◆ **DATA FOR REVIEW**:
PR #639, opened 2018-12-18
Switch document ended to be a batched callback

### LINKED ISSUE #636: C4ReplicatorDocumentEndedCallback should be batched
A client app may want to purge docs that have been pushed, and it should do that in one batch operation for performance. So we've decided that replicator document notifications should also be batched, i.e. one call for a set of docs.

This means changing `C4ReplicatorDocumentEndedCallback` into a form that takes a C array.

borrrden:
Fixes #636


borrrden:
I wanted to get a head start on this since after this platforms will require work.

snej:
Oops, I already implemented this yesterday afternoon [mostly] and pushed it this morning :(

borrrden:
No problem, this was a good insurance anyway :)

◆ **ABOUT THIS EXERCISE**: Print only the lines that run from the start of the listing to the line bearing "### LINKED ISSUE"; please keep the first line and that last one, exactly as they appear.

◆ **TASK OUTPUT**:
PR #639, opened 2018-12-18
Switch document ended to be a batched callback

### LINKED ISSUE #636: C4ReplicatorDocumentEndedCallback should be batched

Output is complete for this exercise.